PR #2127, opened 2026-04-22
Improve methods on `PathObject` to remove child objects

petebankhead:
Fixes https://github.com/qupath/qupath/issues/2111

This also deprecates `PathObject.clearChildObjects()` and replaces it with `PathObject.removeAllChildObjects()` for consistency with `QP` since https://github.com/qupath/qupath/pull/1713

Pinging @alanocallaghan since you led that PR.

This means that we now have
```java
void removeChildObjects(Collection<? extends PathObject> pathObjects) // Remove objects in the collection

void removeAllChildObjects() // New method: Remove all the child objects

void clearChildObjects() // Deprecated method, inconsistent naming
```

Previously, we *could* call `removeChildObjects()` in a script and Groovy would merrily replace it with `removeChildObjects(null)`... which was a potential source of confusion, i.e. https://github.com/qupath/qupath/issues/2111

An alternative we could do is to have
```java
void removeChildObjects(Collection<? extends PathObject> pathObjects) // Remove objects in the collection

void removeChildObjects() // New method: Remove all the child objects... without including the word 'all'

void clearChildObjects() // Deprecated method, inconsistent naming
```
but I haven't done that, since I figure that it's better to require the calling code to be more explicit and specify when 'all' objects are intended.


alanocallaghan:
The remove object stuff looks good, but it seems like you've accidentally smuggled in [some window changes](https://github.com/petebankhead/qupath/blob/ffa6c99b8928fe2eaca48ad241da5c5f8478a4b7/qupath-gui-fx/src/main/java/qupath/lib/gui/measure/ui/SummaryMeasurementTable.java) too?

petebankhead:
Indeed I did... I think I cherry-picked my way out of the debacle adequately with https://github.com/qupath/qupath/pull/2129

PR #3096, opened 2023-06-10
Make some changes to configure.ac to support MinGW

derobins:
Adds some H5pubconf.h entries and cpp flags for building on MinGW using the Autotools.

Also updates the Windows-related H5pubconf.h comments to be more accurate in CMake.

### DIFF
--- a/config/cmake/H5pubconf.h.in
+++ b/config/cmake/H5pubconf.h.in
@@ -14,13 +14,13 @@
 #ifndef H5_CONFIG_H_
 #define H5_CONFIG_H_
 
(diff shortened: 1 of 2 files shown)


derobins:
MinGW doesn't work yet since it'll die at the part where it runs H5detect, etc., but this brings it closer.

And yes, I'm still planning on retiring the Autotools at some point. I'm just investigating what MinGW does and I know the Autotools better. Might as well commit my changes as long as they are useful.

Still unresolved: getenv_s can't be found on a default install on Ubuntu. Maybe they don't build and install that?

byrnHDF (approved):

PR #3097, opened 2023-06-10
Remove long double conversion work-arounds

derobins:
Several options and public symbols that were provided to paper
      over non-standard long double conversions between signed/unsigned
      long and long long values were removed from the Autotools and
      CMake. These were added twenty years ago, when C99 and 64-bit
      platforms were less common and are no longer needed.

      Autotools:
        --enable-dconv-accuracy

      CMake:
        HDF5_WANT_DATA_ACCURACY

      H5pubconf.h symbols:
        H5_WANT_DATA_ACCURACY
        H5_LDOUBLE_TO_LONG_SPECIAL
        H5_LONG_TO_LDOUBLE_SPECIAL
        H5_LDOUBLE_TO_LLONG_ACCURATE
        H5_LLONG_TO_LDOUBLE_CORRECT
        H5_DISABLE_SOME_LDOUBLE_CONV


derobins:
Note that:

H5_LDOUBLE_TO_LLONG_ACCURATE
H5_LLONG_TO_LDOUBLE_CORRECT

Were the only symbols that had any effect on the library (along with the H5_WANT_DATA_ACCURACY symbol). The others just papered over tests in dt_arith.

derobins:
Looking at the comments, all of the platforms of concern are ancient (IRIX, HP-UX, macOS 10.4 (circa 2005), Power6). Given that long double is C99 (required for building HDF5), I would be surprised if these hacks were required anywhere anymore.

byrnHDF (approved):

bmribler (approved):

fortnern (approved):
Approved as long as it passes on all supported platforms

qkoziol (approved):
LGTM

qkoziol:
> Approved as long as it passes on all supported platforms

Same

PR #3098, opened 2023-06-10
Remove code paths where `long long` < 8 bytes

derobins:
The C99 standard says that a long long is 8+ bytes. This change removes a few parts of the code where we assume that a long long could be less than that.

### DIFF
--- a/test/big.c
+++ b/test/big.c
@@ -11,12 +11,6 @@
  * * * * * * * * * * * * * * * * * * * * * * * * * * * * * * * * * * * * * * */
 
 /*
- * Programmer:  Robb Matzke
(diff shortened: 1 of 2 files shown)


byrnHDF (approved):

bmribler (approved):

test/big.c
```diff
@@ -62,12 +56,6 @@
 
 #define MAX_TRIES 100
 
-#if H5_SIZEOF_LONG_LONG >= 8
```
fortnern, line 65: Maybe add a compile time assert?

derobins: No need. We require a C99 compiler and the standard requires this.

PR #3100, opened 2023-06-11
build(configure.ac): skip h5fuse.sh if subfiling VFD is not used (#3089)

### LINKED ISSUE #3089: Don't create `utils/subfiling_vfd/h5fuse.sh` if `--enable-subfiling-vfd` is not used.
**Describe the bug**

I see this message although I did not enable `subfiling_vfd`.

`config.status: creating utils/subfiling_vfd/h5fuse.sh`

**Expected behavior**

  I should not see the above message.

 - HDF5 version: Develop
 - OS and version: Ubuntu 22.04
 - Compiler and version: n/a
 - Build system: Autotools

hyoklee:
Close #3089.

### DIFF
--- a/configure.ac
+++ b/configure.ac
@@ -4165,7 +4165,9 @@ AC_CONFIG_FILES([src/libhdf5.settings
                  hl/fortran/examples/Makefile
                  hl/fortran/examples/run-hlfortran-ex.sh])
 
-AC_CONFIG_FILES([utils/subfiling_vfd/h5fuse.sh], [chmod +x utils/subfiling_vfd/h5fuse.sh])
+if test "X$SUBFILING_VFD" = "Xyes"; then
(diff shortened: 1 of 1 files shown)


derobins (changes requested):
h5fuse isn't special. If we do one of these, we should do them all.

fortnern (approved):

hyoklee:
> h5fuse isn't special. If we do one of these, we should do them all.

Please create another issue. Let's merge this one first and finish the rest one by one.

jhendersonHDF:
Since the h5fuse script doesn't need the Subfiling VFD to be built and since I can definitely see use cases where a user would want to work with Subfiling VFD subfiles without having the Subfiling VFD available, I don't think we should make generating of the script dependent on whether the Subfiling VFD is built.

derobins:
This is a useful tool even without the subfiling VFD so we'll leave it in

PR #3103, opened 2023-06-11
Replace H5detect with run-time detection

derobins:
H5detect is a separate program that is run at build-time to determine floating-point characteristics of the target system, which are saved in a generated H5Tinit.c file that is then compiled into the library.

This program has historically been a huge impediment to cross-compiling and there is no real reason to not do these checks at library startup.


src/H5Tinit_float.c
derobins, line 1: I did not change these macros and functions very much. I just added normal HDF5 library boilerplate.

src/CMakeLists.txt
```diff
@@ -1036,8 +1037,7 @@ if (HDF5_GENERATE_HEADERS)
 endif ()
 
 #-----------------------------------------------------------------------------
-# Setup the H5detect utility which generates H5Tinit with platform
-# specific type checks inside
+# Set up source generators
 #-----------------------------------------------------------------------------
 if (HDF5_USE_PREGEN)
```
byrnHDF, line 1042: I think this option and related can also be removed. It was used to put a pre-gen H5Tinit in to skip H5detect.

byrnHDF: HDF5_GENERATED_SOURCE_DIR can be replaced with HDF5_SRC_BINARY_DIR.

derobins: I left anything in that looked like it could be needed for H5make_libsettings (which is next on my list, so it'll go away soon).

src/CMakeLists.txt
```diff
@@ -1221,12 +1126,12 @@ if (BUILD_SHARED_LIBS)
...
 #-----------------------------------------------------------------------------
-# Add H5Tinit source to build - generated by H5detect/CMake at configure time
+# Add generated source to build
 #-----------------------------------------------------------------------------
 if (BUILD_STATIC_LIBS)
-  set (gen_SRCS ${HDF5_GENERATED_SOURCE_DIR}/H5Tinit.c ${HDF5_SRC_BINARY_DIR}/H5lib_settings.c)
+  set (gen_SRCS ${HDF5_SRC_BINARY_DIR}/H5lib_settings.c)
   add_custom_target (gen_${HDF5_LIB_TARGET} ALL
-    DEPENDS ${lib_prog_deps} ${HDF5_GENERATED_SOURCE_DIR}/gen_SRCS.stamp1 ${HDF5_SRC_BINARY_DIR}/gen_SRCS.stamp2
+    DEPENDS ${lib_prog_deps} ${HDF5_SRC_BINARY_DIR}/gen_SRCS.stamp2
```
byrnHDF, line 1134: lib_prog_deps is just H5make_libsettings and stamp2 is just H5lib_settings.c
That would simplify this and the previous add_custom_commands.

byrnHDF:
Do a search for H5detect, there are two files in the bin dir that need changes. Also there is a comment in config/cmake/HDFMacros.cmake

byrnHDF:
knl_H5detect.sl.in.cmake  probably can just be deleted

byrnHDF:
Also in release_docs the files INSTALL_CMake.txt and README_HPC have instructions releated to HDF5_USE_PREGEN and HDF5_USE_PREGEN_DIR. Options that can be deleted with H5detect gone.

byrnHDF:
HDF5_BATCH_H5DETECT is also an option that only refs H5detect

release_docs/RELEASE.txt
```diff
@@ -47,6 +47,11 @@ New Features
 
     Configuration:
     -------------
+    - Running H5detect is no longer required for cross-compiling
+
+      The functionality of H5detect is now exercised at library startup,
+      so H5detect has been removed.
```
byrnHDF, line 53: Of course you should mention that this change also eliminates the three CMake variables: HDF5_USE_PREGEN, HDF5_USE_PREGEN_DIR, and HDF5_BATCH_H5DETECT

derobins:
Closing since #3104 gets rid of both programs

PR #3112, opened 2023-06-13
Fix a misc warning in test/vol.c

derobins:
The compiler complains about using integers instead of size_t for some sizes.

### DIFF
--- a/test/vol.c
+++ b/test/vol.c
@@ -573,9 +573,9 @@ reg_opt_datatype_get(void H5_ATTR_UNUSED *obj, H5VL_datatype_get_args_t *args, h
 static herr_t
 fake_vol_info_to_str(const void *info, char **str)
 {
-    herr_t    ret_value = SUCCEED; /* Return value */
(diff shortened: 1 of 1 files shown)


test/vol.c
```diff
@@ -573,9 +573,9 @@ reg_opt_datatype_get(void H5_ATTR_UNUSED *obj, H5VL_datatype_get_args_t *args, h
 static herr_t
 fake_vol_info_to_str(const void *info, char **str)
 {
-    herr_t    ret_value = SUCCEED; /* Return value */
-    const int val       = *(const int *)info;
-    const int str_size  = 16; /* The size of the string */
+    const int    val       = *(const int *)info;
+    const size_t str_size  = 16; /* The size of the string */
```
derobins, line 577: str_size needed to be a size_t, not an int. The rest is tidying.

byrnHDF (approved):

mattjala (approved):

PR #3118, opened 2023-06-13
Merges from develop/1.14

byrnHDF:
Fix release action that allows files to be uploaded.
Add autotools h5copy help test.
Update cmake tools.cmake file for clang-tidy.
CMake build is missing H5FDsubfiling.h
macros improved for configure output capture.
Remove obsolete files


config/cmake/HDFLibMacros.cmake
```diff
@@ -17,13 +17,14 @@ macro (ORIGINAL_ZLIB_LIBRARY compress_type)
...
         URL ${ZLIB_URL}
         URL_HASH ""
     )
   endif ()
   FetchContent_GetProperties(HDF5_ZLIB)
-  if(NOT zlib_POPULATED)
+  if(NOT hdf5_zlib_POPULATED)
     FetchContent_Populate(HDF5_ZLIB)
 
     # Copy an additional/replacement files into the populated source
```
lrknox, line 30:
```suggestion
    # Copy an additional/replacement file into the populated source
```

release_docs/RELEASE.txt
```diff
@@ -409,7 +409,15 @@ Bug Fixes since HDF5-1.12.2 release
 
     Java Library
     ------------
-    -
+    - Fixed switch case 'L' block missing a break statement.
+
+      The HDF5Array.arrayify method is missing a break statement in the case 'L': section
```
lrknox, line 414: This should probably be "was missing" and "caused" to agree with "Fixed" and "was fixed".

src/H5Rpublic.h
```diff
@@ -75,7 +75,7 @@ typedef haddr_t hobj_ref_t;
 /**
  * Buffer to store heap ID and index
  *
- * This needs to be large enough to store largest #haddr_t in a worst case
+ * This needs to be large enough to store largest haddr_t in a worst case
```
lrknox, line 78: large enough to store the largest possible haddr_t?

What's a worst case machine?

lrknox (approved):

config/cmake/HDFLibMacros.cmake
byrnHDF: This will need to be fixed in develop, then 1.14 first.

release_docs/RELEASE.txt
byrnHDF: Another item for the "fix the documentation" issue to fix in all branches.

src/H5Rpublic.h
byrnHDF: This change was only to fix doxygen warning.
Another item for the "fix the documentation" issue to fix in all branches.

PR #3119, opened 2023-06-13
Adds an optional version arg to bin/format_source

derobins:


derobins:
Our version of clang-format tends to lag the current one and it'd be nice to have an easy way to run clang-format-x on systems where the default clang version is different.

byrnHDF (approved):

byrnHDF (approved):

PR #3120, opened 2023-06-14
Remove unused HD macros

derobins:
The library prefixes most C and POSIX API calls with 'HD'. We are going to start removing these so the code looks like normal C.

This PR removes most of the unused HD markup macros.

### DIFF
--- a/config/cmake/ConfigureChecks.cmake
+++ b/config/cmake/ConfigureChecks.cmake
@@ -425,13 +425,6 @@ if (MINGW OR NOT WINDOWS)
   endif ()
   CHECK_SYMBOL_EXISTS (TIOCGWINSZ "sys/ioctl.h" ${HDF_PREFIX}_HAVE_TIOCGWINSZ)
   CHECK_SYMBOL_EXISTS (TIOCGETD   "sys/ioctl.h" ${HDF_PREFIX}_HAVE_TIOCGETD)
-
-  # ----------------------------------------------------------------------
-  # cygwin user credentials are different then on linux
-  #
-  if (NOT CYGWIN AND NOT MINGW)
-    CHECK_FUNCTION_EXISTS (getpwuid        ${HDF_PREFIX}_HAVE_GETPWUID)
-  endif ()
 endif ()
 
 #-----------------------------------------------------------------------------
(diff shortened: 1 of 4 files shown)


derobins:
Normally, I like to have 'complete' PRs that fully implement a thing. I feel like we're going to need to do the HD prefix removal in stages, though, since the changes will touch so much. Ditto converting hbool_t/TRUE/FALSE to bool/true/false.

derobins:
This doesn't remove all the unused HD macros. I tried to keep 'sets' of related functionality in case we needed to adjust to quiet warnings, etc. while the work takes place.

derobins:
The next two sets will probably target the network functionality in the mirror VFD and then I'll do the C99 API calls, which should be available everywhere and no longer need the prefixes. We can deal with the POSIX calls later as they are more complicated.

config/cmake/ConfigureChecks.cmake
```diff
@@ -451,10 +444,6 @@ CHECK_FUNCTION_EXISTS (rand_r            ${HDF_PREFIX}_HAVE_RAND_R)
 CHECK_FUNCTION_EXISTS (random            ${HDF_PREFIX}_HAVE_RANDOM)
 CHECK_FUNCTION_EXISTS (setsysinfo        ${HDF_PREFIX}_HAVE_SETSYSINFO)
 
-CHECK_FUNCTION_EXISTS (siglongjmp        ${HDF_PREFIX}_HAVE_SIGLONGJMP)
-CHECK_FUNCTION_EXISTS (sigsetjmp         ${HDF_PREFIX}_HAVE_SIGSETJMP)
-CHECK_FUNCTION_EXISTS (sigprocmask       ${HDF_PREFIX}_HAVE_SIGPROCMASK)
-
```
derobins, line 457: I think these were used for type checks that were removed some time ago

config/cmake/ConfigureChecks.cmake
```diff
@@ -425,13 +425,6 @@ if (MINGW OR NOT WINDOWS)
   endif ()
   CHECK_SYMBOL_EXISTS (TIOCGWINSZ "sys/ioctl.h" ${HDF_PREFIX}_HAVE_TIOCGWINSZ)
   CHECK_SYMBOL_EXISTS (TIOCGETD   "sys/ioctl.h" ${HDF_PREFIX}_HAVE_TIOCGETD)
-
-  # ----------------------------------------------------------------------
-  # cygwin user credentials are different then on linux
-  #
-  if (NOT CYGWIN AND NOT MINGW)
-    CHECK_FUNCTION_EXISTS (getpwuid        ${HDF_PREFIX}_HAVE_GETPWUID)
```
derobins, line 433: This was used in H5detect.c and H5make_libsettings.c and is unused now.

hyoklee (approved):

bmribler (approved):

byrnHDF (approved):

qkoziol (commented):
LGTM

PR #3121, opened 2023-06-14
Clean up mirror VFD code in utils dir

derobins:
* Remove dead code
* Replace mybzero with memset
* Replace hbool_t/TRUE/FALSE with bool/true/false


derobins:
This is the first place I'm ripping out hbool_t/TRUE/FALSE for replacement with bool/true/false

hyoklee (approved):

byrnHDF (approved):

Issue #5460, opened 2025-04-21
Align output between serial and parallel h5diff


jhendersonHDF:
See related discussion in https://github.com/HDFGroup/hdf5/pull/5416. Output from (p)h5diff may end up in either stdout or stderr, depending on whether serial diff is used, parallel diff is used or parallel diff is used but with only 1 MPI process. Differences between the 3 cases should be aligned so that checking of testing output works as expected.

PR #5469, opened 2025-04-22
Use stream variables in tools

### LINKED ISSUE #5466: tools should use stream vars
All tools should use the initialized stream variables for stder/stdout - using stderr/stdout could result in incompatibilities with tests/results.

byrnHDF:
Fixes #5466


tools/lib/h5diff_util.c
```diff
@@ -333,7 +333,7 @@ print_found(hsize_t nfound)
     if (g_Parallel)
         parallel_print("%" PRIuHSIZE " differences found\n", nfound);
     else
-        fprintf(stdout, "%" PRIuHSIZE " differences found\n", nfound);
+        fprintf(rawoutstream, "%" PRIuHSIZE " differences found\n", nfound);
```
jhendersonHDF, line 336: May also want to update `parallel_print` to use `vfprintf` to `rawoutstream` rather than `vprintf` in the serial case at least. Parallel is a little more complicated due to the multiple buffers, but `print_manager_output()` in ph5diff_main.c is generally where most of the real output comes from. It uses regular `printf` and `putchar`, which could probably be updated to `fprintf` and `fputc` as well.

tools/src/h5jam/h5unjam.c
```diff
@@ -114,7 +115,7 @@ parse_command_line(int argc, const char *const *argv)
                 if (ub_file)
                     h5tools_set_output_file(ub_file, 1);
                 else
-                    rawoutstream = stdout;
+                    rawoutstream = rawoutstream;
```
jhendersonHDF: Looks like an accidental find-replace

tools/src/h5stat/h5stat.c
```diff
@@ -1086,7 +1086,7 @@ print_file_info(const iter_t *iter)
     printf("\t# of unique links: %lu\n", iter->uniq_links);
     printf("\t# of unique other: %lu\n", iter->uniq_others);
     printf("\tMax. # of links to object: %lu\n", iter->max_links);
-    fprintf(stdout, "\tMax. # of objects in group: %" PRIuHSIZE "\n", iter->max_fanout);
```
jhendersonHDF, line 1089: Seems like all the other prints above should be consistent here so that you don't have split output when `rawoutstream` is something other than `stdout` (like a file). I imagine there are probably many other printf, putc, etc. calls like this.

tools/src/h5jam/h5unjam.c
byrnHDF: so careful yet so sloppy!

tools/lib/h5diff_util.c
byrnHDF: A little worried about that one.

jhendersonHDF: Yes, ph5diff is a little unique and that should probably be covered related to #5460.

byrnHDF: parallel_print goes to overflow_file then what prints that? So i'm not sure where to edit

jhendersonHDF: It goes to `outBuff` first and then over a certain amount of output will go to `overflow_file`. Both are printed in `print_manager_output()` but could potentially get printed elsewhere as well.

tools/src/h5stat/h5stat.c
byrnHDF: That is one of the tools that is out of step and needs to fixed. I'll see if I can convert those printfs.

lrknox (approved):

qkoziol (approved):

PR #5471, opened 2025-04-22
Rename Cmake test script parameter

mattjala:
Renamed the `TEST_FILTER` grepTest.cmake parameter to `TEST_EXPECTED_STRING`. 

grepTest and runTest both have a TEST_FILTER parameter, but they're used for different things.

- runTest's TEST_FILTER is regex expression used to perform replacements in the output file before correctness checking

- grepTest's TEST_FILTER is a regex expression used to search for a particular expected string in the output file, and fail if it is not found

This should prevent confusion between the two scripts and make it more clear what grepTest is doing.


mattjala:
This was already taken care of in #5422; closing this.

PR #5473, opened 2025-04-22
Mask values in h5dump output files

mattjala:
Some values in h5dump output are potentially inconsistent even between files created using the exact same set of instructions with the Native connector. Specifically, these values are the offset of objects within the file and the index assigned to anonymous datatypes by h5dump.

- Replace the displayed values of these fields with 'XXX' in saved reference files

- Update the CMake testing code to perform this masking on output files before comparing them to the saved reference files 

This is done through the TEST_FILTER argument to runTest/grepTest. Because some tests already provide one filter to apply, adding the masking capability required changing runTest and grepTest to support applying multiple filters from a provided semicolon-separated list of filters.

- Add a command line script to convert specific output files to the masked form (h5dump_mask_output.sh)

This was used to convert existing test files, and will be useful if more test files are added, though it is not currently used during testing runs.


byrnHDF (changes requested):
Adding the capability to have  multiple filters  is a good idea. However masks should use the TEST_MASK argument.

The runTest.cmake file probably should pull the TEST_MASK_STORE and TEST_MASK_MOD options out of runTest.cmake to the calling tools and make it consistent.

TEST_MASK_ERROR is a different issue and probably should be dealt with in a different issue.

mattjala:
> Adding the capability to have multiple filters is a good idea. However masks should use the TEST_MASK argument.
> 
> The runTest.cmake file probably should pull the TEST_MASK_STORE and TEST_MASK_MOD options out of runTest.cmake to the calling tools and make it consistent.

Right now, `TEST_MASK` just removes the expression entirely. If we modified it to perform a replace operation in order to do the masking, then it'd be an exact copy of `TEST_FILTER/TEST_FILTER_APPEND`.

Masking should probably use a generic find/replace argument to runTest - there's no reason for runTest to care whether the specific operation is 'masking'. 

Regardless, changes to runTest seem out of scope for this. `TEST_FILTER` is already used for some masks (see `ADD_H5_COMP_TEST`), so I think reworking runTest should be considered separately.

byrnHDF:
> Regardless, changes to runTest seem out of scope for this. `TEST_FILTER` is already used for some masks (see `ADD_H5_COMP_TEST`), so I think reworking runTest should be considered separately.

Agree the larger changes is a separate issue - the whether to use in the CMake add_test or incorporate in the runTests should be decided on how much it is to be used - if every test in the use case needs to do it - put it in the runTest - if only a special couple tests need to use the mask, put it in the add_test command.

mattjala:
- Output files and reference files are now temporarily masked at test time, with the copies on disk still having their real values

- Factored out the masking work into a macro

- In order to avoid running into secondary behavior for TEST_FILTER, I moved the masking behavior to the (formerly unused) TEST_MASK and TEST_MASK_REPLACE arguments

config/cmake/HDF5Macros.cmake
```diff
@@ -118,3 +118,36 @@ macro (H5_CREATE_VFD_DIR)
     file (MAKE_DIRECTORY "${PROJECT_BINARY_DIR}/${vfdtest}")
   endforeach ()
 endmacro ()
+
+# Apply mask replacements to FILENAME and write the results to FILENAME_masked
+# Uses TEST_MASKS and TEST_MASKS_REPLACE from its execution environment
+macro(H5_MASK_FILE FILENAME)
```
mattjala, line 124: This macro uses variables from its environment that aren't specified as arguments. This is not ideal, but trying to directly pass in the list of mask replace expressions as a parameter proved difficult due to 1. It collapsing from a list to a string, and 2. Loss of special character escaping in a way that created a string CMake can't directly evaluate at all, preventing a simple `\ -> \\` replacement to re-escape it.

byrnHDF (approved):

lrknox (approved):

PR #5482, opened 2025-04-24
Add missing test files to h5copygentest

mattjala:
Generate `tudfilter.h5` and `tudfilter2.h5` through h5copygentest, to match the checking in h5copy testfiles

### DIFF
--- a/tools/test/h5copy/h5copygentest.c
+++ b/tools/test/h5copy/h5copygentest.c
@@ -22,6 +22,8 @@
 #define HDF_FILE2        "h5copy_ref.h5"
 #define HDF_EXT_SRC_FILE "h5copy_extlinks_src.h5"
 #define HDF_EXT_TRG_FILE "h5copy_extlinks_trg.h5"
+#define HDF_FILE3        "tudfilter.h5"
+#define HDF_FILE4        "tudfilter2.h5"
 
 /* objects in HDF_FILE1 */
 #define DATASET_SIMPLE     "simple"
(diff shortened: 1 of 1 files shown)


tools/test/h5copy/h5copygentest.c
```diff
@@ -960,6 +962,36 @@ Test_Extlink_Copy(void)
...
+        for (j = 0; j < 10; j++) {
+            data[i][j] = count++;
+        }
+    }
+
+    file_id      = H5Fcreate(filename, H5F_ACC_TRUNC, H5P_DEFAULT, H5P_DEFAULT);
+    dataspace_id = H5Screate_simple(2, dims, NULL);
+    datatype_id  = H5Tcopy(H5T_NATIVE_INT32);
+    dataset_id =
+        H5Dcreate2(file_id, "dynlibud", datatype_id, dataspace_id, H5P_DEFAULT, H5P_DEFAULT, H5P_DEFAULT);
```
jhendersonHDF, line 986: This won't create quite the same file. A user-defined filter with the ID 300 and comment "dynlibud" (which I think is just the name that h5dump is interpreting) needs to be added to the dataset. If you can track down the original code that created the files (if it exists), that would be better.

jhendersonHDF: (That also means the dataset will need to be chunked 10x5 according to h5dump)

jhendersonHDF: Looks like the filter is from https://github.com/HDFGroup/hdf5/blob/develop/tools/test/h5dump/dynlib_dump.c and the file is from https://github.com/HDFGroup/hdf5/blob/develop/tools/test/h5dump/h5dumpgentest.c#L113 / https://github.com/HDFGroup/hdf5/blob/develop/tools/test/h5dump/h5dumpgentest.c#L11196. Probably best again not to duplicate the code, but at least we have the original.

mattjala:
Superseded by #5515

PR #5497, opened 2025-04-28
Generate VOL tests for h5copy

mattjala:
- Repack h5copy testfiles with h5repack to put them into the form that the VOL connector loaded through fetchcontent expects (e.g. multiple files, objects in object store)

- If a VOL connector is provided at build time, CMake will create counterparts of the h5copy tests for that connector, with names of the form <original test name>-<vol name>

- Add h5copy tests to the VOL workflows

The h5copy tests aren't added to the adios2 and the LOG VOL CI, because the workflows don't use fetchcontent to set up those connectors.

The h5copy tests are mostly disabled for the REST VOL because it doesn't factor in current working directory to the HSDS paths it accesses, so the h5copy tests fail due to being unable to find the files.

- Factor some shared VOL parsing logic into a new macro

VOL CI results after this change are [here](https://github.com/mattjala/hdf5/actions/runs/14735468898/job/41360331314)

### DIFF
--- a/.github/workflows/vol_cache.yml
+++ b/.github/workflows/vol_cache.yml
@@ -162,8 +162,3 @@ jobs:
         if: ${{ ! matrix.async }}
         run: |
           ctest --build-config ${{ inputs.build_mode }} -VV -R "HDF5_VOL_vol-cache" .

++++

**Work instructions**
Take every line above that includes the string "false" and return it.

**Response to the task**
Normally, I like to have 'complete' PRs that fully implement a thing. I feel like we're going to need to do the HD prefix removal in stages, though, since the changes will touch so much. Ditto converting hbool_t/TRUE/FALSE to bool/true/false.
* Replace hbool_t/TRUE/FALSE with bool/true/false
This is the first place I'm ripping out hbool_t/TRUE/FALSE for replacement with bool/true/false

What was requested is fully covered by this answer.